PR #354, opened 2025-02-07
load data source configs from constants

shekharnwagh:
# Description

Allows loading the data source configs from a global constant (`REMOTE_DATA_BLOCKS_CONFIGS`). This can be used by VIP Integrations to inject configurations. It follows the same schema as stored in the WP_OPTIONS table and like depending on the config it'll lead to blocks being automatically registered.

Considered different names for the new source of configs - `constant`, `injected`, `static` etc. but ended up with `constant` as its generic. The name `injected` also seemed appropriate given that we would be injecting the configs into the constant from the VIP Integrations code, but didn't go that route since we talked about keeping it generic and open to other uses. Open to changing it if we think another name would be more descriptive.

## Changelog

- Adds a field `config_source` to the data source config to indicate the source of the configuration. This field is not stored in the underlying source and is injected by the `DataSourceConfigManager` so the change is backwards compatible and should not break existing configured data sources.
- Adds a new class `DataSourceConfigManager` wraps CRUDS for different config sources (code, constants, storage) and delegates operations to the appropriate source.
- Adds a new class `ConstantConfigStore` that handles the constant-based configurations.
- Adds a new class `DataSourceAnalytics` to extract analytics code from the DataSourceController.
- Adds tests for the new classes.
- Adds a new `Constant` badge in the UI to indicate that the configuration was injected via the `REMOTE_DATA_BLOCKS_CONFIGS` constant. Like code configs they are not editable.
- Defaults `enable_block` in service config to false instead of defaulting to true when value is null/empty.

# How to Test

- Add a new config to the `REMOTE_DATA_BLOCKS_CONFIGS` constant. An example -

    ```php
    define( 'REMOTE_DATA_BLOCKS_CONFIGS', [
        [
            'service' => 'shopify',
            'uuid' => '8f47e5c2-9388-4f3b-a9d6-e1d4c2b3a7f9',
            'service_config' => [
                '__version' => 1,
                'access_token' => '<shopify-access-token>',
                'store_name' => '<store-name>',
                'display_name' => '<display-name>',
                'enable_blocks' => true,
            ],
        ],
    ] );
    ```

- Verify that the config is loaded correctly, is listed in the data source list and that the blocks are registered.


inc/Config/DataSource/DataSourceConfigManager.php
```diff
@@ -0,0 +1,233 @@
...
+
+class DataSourceConfigManager {
+	public const CONFIG_SOURCE_CODE = 'code';
+	public const CONFIG_SOURCE_STORAGE = 'storage';
+	public const CONFIG_SOURCE_CONSTANT = 'constant';
+	public const MUTABLE_CONFIG_SOURCES = [ self::CONFIG_SOURCE_STORAGE ];
+
+	private static function get_all_from_storage(): array {
+		return array_map(
+			fn ( array $config ) => array_merge( $config, [ 'config_source' => self::CONFIG_SOURCE_STORAGE ] ),
```
chriszarate: Do you think we should be consistent and use either all arrow functions or all anonymous function closures? The behavior of scope is different between the two

inc/Analytics/DataSourceAnalytics.php
```diff
@@ -0,0 +1,69 @@
...
+
+use RemoteDataBlocks\Analytics\TracksAnalytics;
+use RemoteDataBlocks\Config\DataSource\DataSourceConfigManager;
+
+defined( 'ABSPATH' ) || exit();
+
+class DataSourceAnalytics {
+	const DATA_SOURCE_INTERACTION_EVENT_NAME = 'remotedatablocks_data_source_interaction';
+	const DATA_SOURCE_VIEW_EVENT_NAME = 'remotedatablocks_view_data_sources';
+	const DATA_SOURCE_VIEW_TRACK_TRANSIENT_KEY = 'remotedatablocks_view_data_sources_tracked';
```
chriszarate: We should be specifying a prefix in the `Tracks` constructor instead of repeating it each time

inc/Analytics/DataSourceAnalytics.php
```diff
@@ -0,0 +1,69 @@
+<?php declare(strict_types = 1);
+
+namespace RemoteDataBlocks\Analytics;
```
chriszarate: Can we please name this class and folder using `Telemetry` instead of analytics?

inc/Analytics/DataSourceAnalytics.php
```diff
@@ -0,0 +1,69 @@
...
+		self::track_interaction( $config, 'update' );
+	}
+
+	public static function track_delete( array $config ): void {
+		self::track_interaction( $config, 'delete' );
+	}
+
+	public static function track_view( array $configs ): void {
+		/**
+		 * Tracks Analytics. Only once per day to reduce noise.
```
chriszarate: Why is it noisy and why wouldn't we want an accurate count? Can we call this when rendering the screen instead of from the REST endpoint?

inc/Config/DataSource/ConstantConfigStore.php
```diff
@@ -0,0 +1,95 @@
...
+
+namespace RemoteDataBlocks\Config\DataSource;
+
+use RemoteDataBlocks\Config\DataSource\DataSourceInterface;
+use RemoteDataBlocks\Logging\LoggerManager;
+use WP_Error;
+
+use const RemoteDataBlocks\REMOTE_DATA_BLOCKS__DATA_SOURCE_CLASSMAP;
+
+class ConstantConfigStore {
```
chriszarate: I think it's important for `inc/Config` to stayed focused on interfaces and query primitives for users to explore when extending. Can we move this to `include/Integrations` or another location?

inc/Config/DataSource/ConstantConfigStore.php
```diff
@@ -0,0 +1,95 @@
...
+		return $data_source_class::from_array( $config );
+	}
+
+	/**
+	 * Check if constant configuration is available and valid.
+	 *
+	 * @return bool Whether the constant configuration is available and valid.
+	 */
+	public static function is_available(): bool {
+		if ( ! defined( self::CONFIG_CONSTANT_NAME ) || '' === constant( self::CONFIG_CONSTANT_NAME ) ) {
```
chriszarate: covered by `is_array` below
```suggestion
		if ( ! defined( self::CONFIG_CONSTANT_NAME ) ) {
```

inc/Config/DataSource/ConstantConfigStore.php
```diff
@@ -0,0 +1,95 @@
...
+		$validation_result = self::validate_config( $config );
+		
+		if ( is_wp_error( $validation_result ) ) {
+			return $validation_result;
+		}
+
+		return $config;
+	}
+
+	public static function validate_config( array $config ): DataSourceInterface|WP_Error {
```
chriszarate: Can you update methods to `private` where not needed externally? Tests should target true public methods

inc/Config/DataSource/ConstantConfigStore.php
```diff
@@ -0,0 +1,95 @@
...
+		$data_source_class = REMOTE_DATA_BLOCKS__DATA_SOURCE_CLASSMAP[ $config['service'] ] ?? null;
```
chriszarate: Instead of using the classmap, we should use the new `__class` property from https://github.com/Automattic/remote-data-blocks/pull/370

inc/Config/DataSource/DataSourceConfigManager.php
```diff
@@ -0,0 +1,233 @@
...
+use RemoteDataBlocks\Editor\BlockManagement\ConfigStore;
+use RemoteDataBlocks\WpdbStorage\DataSourceCrud;
+use RemoteDataBlocks\Config\DataSource\ConstantConfigStore;
+use WP_Error;
+
+class DataSourceConfigManager {
+	public const CONFIG_SOURCE_CODE = 'code';
+	public const CONFIG_SOURCE_STORAGE = 'storage';
+	public const CONFIG_SOURCE_CONSTANT = 'constant';
+	public const MUTABLE_CONFIG_SOURCES = [ self::CONFIG_SOURCE_STORAGE ];
```
chriszarate: nice

inc/Config/DataSource/DataSourceConfigManager.php
```diff
@@ -0,0 +1,233 @@
...
+	 * @param string $uuid The UUID of the data source to delete.
+	 * @return true|WP_Error True on success, WP_Error on failure.
+	 */
+	public static function delete( string $uuid ): bool|WP_Error {
+		return DataSourceCrud::delete_config_by_uuid( $uuid );
+	}
+
+	/**
+	 * Get all configured data sources for a specific service from both storage and constants.
+	 * This includes sources configured via storage and constants, but not those defined in code.
```
chriszarate: Silently excluding these configs from a method named `get_all_...` feels wrong. Shouldn't the configs declare how they want to be treated? E.g., if they want queries and blocks registered for them?

chriszarate: What if a code-configured data source wants to have queries registered for it?

inc/REST/DataSourceController.php
```diff
@@ -164,40 +160,9 @@ public function create_item( mixed $request ): WP_REST_Response|WP_Error {
...
-			$ui_configured_data_sources_count = count( $ui_configured_data_sources );
-
-			TracksAnalytics::record_event( 'remotedatablocks_view_data_sources', [
-				'total_data_sources_count' => $code_configured_data_sources_count + $ui_configured_data_sources_count,
-				'code_configured_data_sources_count' => $code_configured_data_sources_count,
-				'ui_configured_data_sources_count' => $ui_configured_data_sources_count,
-			] );
-			set_transient( $track_transient_key, true, DAY_IN_SECONDS );
-		}
+		$data_sources = DataSourceConfigManager::get_all();
```
chriszarate, line 163: So nice and clean now, excellent work!

src/data-sources/DataSourceMetaTags.tsx
```diff
@@ -61,10 +62,19 @@ const CodeBadge = () => {
 	);
 };
 
+const ConstantsBadge = () => {
+	return (
+		<Tooltip text={ __( 'This data source is configured in constants.', 'remote-data-blocks' ) }>
```
chriszarate, line 67: Do we want to explain that it is configured by the platform? Some input from PM would be useful here.

maxschmeling:
When we implement this on the Seamless Integrations side, can all the integrations be put into a single constant? Wondering if that's going to be an issue if the Seamless Integrations code is walled off between integrations.

inc/Config/DataSource/ConstantConfigStore.php
shekharnwagh: 6784e56

inc/Config/DataSource/ConstantConfigStore.php
shekharnwagh: 278f46d

inc/Config/DataSource/ConstantConfigStore.php
shekharnwagh: Created a new dir `inc/Store/DataSource` and moved it there.

63e9183

inc/Analytics/DataSourceAnalytics.php
shekharnwagh: The logic was already present, I just re-organized it to a separate file. I am not aware of the reasoning behind this. I can't think of a reason why we should dedup this, so removed it and moved the tracking to when data fetched in UI.

44c869b

inc/Config/DataSource/DataSourceConfigManager.php
shekharnwagh: Converted them to use anonymous functions to align with existing usage of them.

90e85e2

inc/Analytics/DataSourceAnalytics.php
shekharnwagh: 3b63e94

inc/Analytics/DataSourceAnalytics.php
shekharnwagh: 9d83693

inc/Config/DataSource/DataSourceConfigManager.php
shekharnwagh: Code configured sources already have queries and blocks for them via the `register_remote_data_block` method. Would there be a use case where we only add the config directly [`ConfigStore`](https://github.com/Automattic/remote-data-blocks/blob/b842c6fad317fa974c3df94625b19f0d8082477b/inc/Editor/BlockManagement/ConfigStore.php) ?

I've anyway removed this method in favour of adding filters to the `get_all` method in 59c97a4

src/data-sources/DataSourceMetaTags.tsx
shekharnwagh: @smithjw1

inc/Store/DataSource/DataSourceConfigManager.php
```diff
@@ -0,0 +1,248 @@
...
+	}
+
+	/**
+	 * Get all data sources from all origins with optional filters.
+	 * 
+	 * Supported filters:
+	 * - service: Filter by service name (e.g. 'airtable', 'google-sheets', 'shopify')
+	 * - enable_blocks: Filter by blocks enabled status (false matches with null/false and true matches with true)
+	 * 
+	 * Any unsupported filter keys will be ignored.
```
chriszarate: I'd prefer to return an error

inc/Store/DataSource/DataSourceConfigManager.php
```diff
@@ -0,0 +1,248 @@
...
+	 * Apply filters to an array of configs.
+	 *
+	 * @param array $configs The configs to filter.
+	 * @param array{
+	 *   service?: string,
+	 *   enable_blocks?: bool
+	 * } $filters The filters to apply.
+	 * @return array The filtered configs.
+	 */
+	private static function apply_filters( array $configs, array $filters ): array {
```
chriszarate: This is a kind of confusing name, since `apply_filters` is a core WP function. Maybe `apply_config_array_filters`?

chriszarate: (I am often searching codebases for core functions like this, so less false positives is useful)

inc/Store/DataSource/DataSourceConfigManager.php
```diff
@@ -0,0 +1,248 @@
...
+			foreach ( $filters as $key => $value ) {
+				$passes_filter = match ( $key ) {
+					'service' => $config['service'] === $value,
+					'enable_blocks' => ( $config['service_config']['enable_blocks'] ?? false ) === $value,
+					default => true,
+				};
+
+				if ( ! $passes_filter ) {
+					return false;
+				}
```
chriszarate: ~I don't see how`$passes_filter` can ever be `false` given the final default expression. Maybe you want the default expression to resolve to `null` or some constant that represents an empty set?~

Also, can you add type hints (param and return) to the `match`? They are new to me.

inc/Store/DataSource/DataSourceConfigManager.php
```diff
@@ -0,0 +1,248 @@
...
+			}
+
+			return true;
```
chriszarate: It seems like this function always returns true. What am I missing?

inc/Store/DataSource/DataSourceConfigManager.php
```diff
@@ -0,0 +1,248 @@
...
+	 *   service: string,
+	 *   service_config: array<string, mixed>,
+	 *   config_source: string,
+	 *   __metadata?: array{
+	 *     created_at: string,
+	 *     updated_at: string
+	 *   }
+	 * }>
+	 */
+	public static function get_all( array $filters = [] ): array {
```
chriszarate: Can you write some tests for this, especially test cases that assert that an item not matched by the filter?

src/data-sources/DataSourceList.tsx
```diff
@@ -67,6 +74,28 @@ const DataSourceList = () => {
 		pushState( newUrl );
 	};
 
+	useEffect( () => {
+		/**
+		 * Track view when transitioning from loading to loaded state.
+		 */
+		if ( wasLoading.current && ! loadingDataSources ) {
```
chriszarate: I'm confused why the `ref` is needed. Can't you just early return if `loadingDataSources === true`?

src/data-sources/google-sheets/GoogleSheetsSettings.tsx
```diff
@@ -274,7 +275,7 @@ export const GoogleSheetsSettings = ( {
 			</DataSourceForm.Scope>
 			<DataSourceForm.Blocks
 				handleOnChange={ handleOnChange }
-				hasEnabledBlocks={ state.enable_blocks ?? true }
+				hasEnabledBlocks={ Boolean( state.enable_blocks ) }
```
chriszarate, line 278: Nice catch, these boolean bugs are touch to spot!

chriszarate (changes requested):
Thanks for all the improvements! 💪 Very close, just a couple questions / suggestions

inc/Store/DataSource/DataSourceConfigManager.php
chriszarate: Ok, I reread the `match` docs and I get it now. I was missing that the argument passed to `match()` is compared against the left-side expression. If it matches, the right-side expression is returned. 

I was confusing each entry in the `match` block as an arrow function. 

`match()` is kinda confusing! Lots going on.

inc/Store/DataSource/DataSourceConfigManager.php
chriszarate: Ignore the first part, but still curious about types.

src/data-sources/DataSourceList.tsx
shekharnwagh: The initial value for loading is `false` and it becomes `true` when it starts fetch. Without this ref, this would log the track event twice - once when the loading is `false` before making the fetch and once when it starts the actual fetch. This avoids it as we check the transition for loading from `true` to `false` which should only happen once.

inc/Store/DataSource/DataSourceConfigManager.php
shekharnwagh: We do have tests for scenario when empty configs are returned due to filters not matching -
- `testGetAllReturnsEmptyWhenServiceDoesNotMatch`
- `testGetAllReturnsEmptyWhenEnableBlocksDoesNotMatch`
- `testGetAllReturnsEmptyWhenMultipleFiltersDoNotMatch`

inc/Store/DataSource/DataSourceConfigManager.php
shekharnwagh: Does an early false return above when one of the filters fail.

inc/Store/DataSource/DataSourceConfigManager.php
shekharnwagh: 61d87d3

shekharnwagh:
> When we implement this on the Seamless Integrations side, can all the integrations be put into a single constant? Wondering if that's going to be an issue if the Seamless Integrations code is walled off between integrations.

@maxschmeling I was thinking of delegating the work of constructing this single constant from multiple integrations configs in GOOP to the Remote Data Blocks specific code in MU Plugins. An example of similar code for enterprise-search integration code in MU Plugins -

https://github.com/Automattic/vip-go-mu-plugins/blob/2ad65aa0076b4c1b4896ff3344259fb4b72699eb/integrations/enterprise-search.php#L67-L73

src/data-sources/DataSourceList.tsx
chriszarate: Ah. This is because we use an empty array as the default state for `dataSources` instead of a nullish value:

https://github.com/Automattic/remote-data-blocks/blob/b842c6fad317fa974c3df94625b19f0d8082477b/src/data-sources/hooks/useDataSources.ts#L15

If it was nullish, we could early return `if ( ! dataSources || loadingDataSources )`. I might argue that's a better pattern for loading remote data.

I think I asked this elsewhere, but why can't / don't we just fire this event in PHP when the screen is loaded?

shekharnwagh: I think it was here - https://github.com/Automattic/remote-data-blocks/pull/354#discussion_r1956307688

I assumed you meant to track them when the data sources list component is rendered, so added it here. 


> why can't / don't we just fire this event in PHP when the screen is loaded?

Where would that be ? Sorry, I haven't worked enough with WP to understand what/where you meant by this. Is that where we enqueue the JS for settings page ?

chriszarate: Here, where we output the markup for that page:

https://github.com/Automattic/remote-data-blocks/blob/b842c6fad317fa974c3df94625b19f0d8082477b/inc/PluginSettings/PluginSettings.php#L33

If this is simply a "view page" event, that's how I would implement it.

inc/Store/DataSource/DataSourceConfigManager.php
ingeniumed: Looks like the comment needs to be updated as well, with the latest changes?

inc/Store/DataSource/DataSourceConfigManager.php
```diff
@@ -0,0 +1,264 @@
...
+	 */
+	public static function get_all( array $filters = [] ): array|WP_Error {
+		$code_configured = self::get_all_from_code();
+		$constant_configured = self::get_all_from_constant();
+		$storage_configured = self::get_all_from_storage();
+
+		/**
+		 * De-duplicate configs.
+		 * 
+		 * Precedence (lowest to highest):
```
ingeniumed, line 93: Is there an existing doc within the repo that this could be added to? If not, could one be made? This seems like an inner working of the plugin that should be easily searchable for the future. I'm thinking something like Architecture Decisions maybe?

inc/Telemetry/DataSourceTelemetry.php
```diff
@@ -0,0 +1,42 @@
...
+
+defined( 'ABSPATH' ) || exit();
+
+class DataSourceTelemetry {
+	const DATA_SOURCE_INTERACTION_EVENT_NAME = 'data_source_interaction';
+
+	private static function get_interaction_track_props( array $config ): array {
+		$props = [];
+
+		if ( 'generic-http' === $config['service'] ) {
```
ingeniumed: Could `REMOTE_DATA_BLOCKS_GENERIC_HTTP_SERVICE` be used instead of `generic-http`? Would it be worth minimizing the hardcoded strings like the above. I'm not sure if it makes sense to move the rest of them to the constants file, but this one would imo.

src/blocks/remote-data-container/components/popovers/InputPopover.tsx
```diff
@@ -39,7 +39,7 @@ export function InputPopover( props: InputPopoverProps ) {
 	function onSelectItem(): void {
 		onSelect( inputState );
 		close();
-		sendTracksEvent( 'remotedatablocks_add_block', {
+		sendTracksEvent( 'add_block', {
```
ingeniumed, line 42: In case we have an internal list of these events, we should update that with these new names. Guessing @smithjw1 might have something like that?

src/data-sources/DataSourceList.tsx
ingeniumed: Just to add to this, this would be easier as the plugin settings page is under our control on the PHP side.

ingeniumed (commented):
Minor comments from my end, love how this simplifies a lot of Data source loading 👍🏾

src/data-sources/DataSourceList.tsx
shekharnwagh: The current tracks event also records the number of data sources fetched, including where they were configured from the `total_data_sources_count`, `code_configured_data_sources_count`, `ui_configured_data_sources_count` and `constants_configured_data_sources_count`. Would we be fine with losing that data in the view event ?

chriszarate: I don't know the answer to that. I tend to think it would be fine. But why couldn't that be added to the server-side event?

shekharnwagh: > why couldn't that be added to the server-side event?

The data is fetched on client side in `DataSourceList.tsx` so we won't have access to the data fetched in `PluginSettings.php`. Is there a way to pass it there using wp filters ?

chriszarate: > The data is fetched on client side in DataSourceList.tsx

That client-side fetch uses the REST API, which eventually resolves to server-side PHP code: `DataSourceController` and then to `DataSourceConfigManager`, which can be called in `PluginSettings`

chriszarate (approved):
Some minor remaining comments, but looks great overall

src/data-sources/DataSourceList.tsx
shekharnwagh: f5bb800

inc/Telemetry/DataSourceTelemetry.php
shekharnwagh: 15e16b9ba7286925fdb56fc24559ac41ad9fc6c2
- - -
Task brief
Your answer must consist solely of the lines from the top of the entries above through the line containing "# Description", copied exactly, both ends included.

Result
PR #354, opened 2025-02-07
load data source configs from constants

shekharnwagh:
# Description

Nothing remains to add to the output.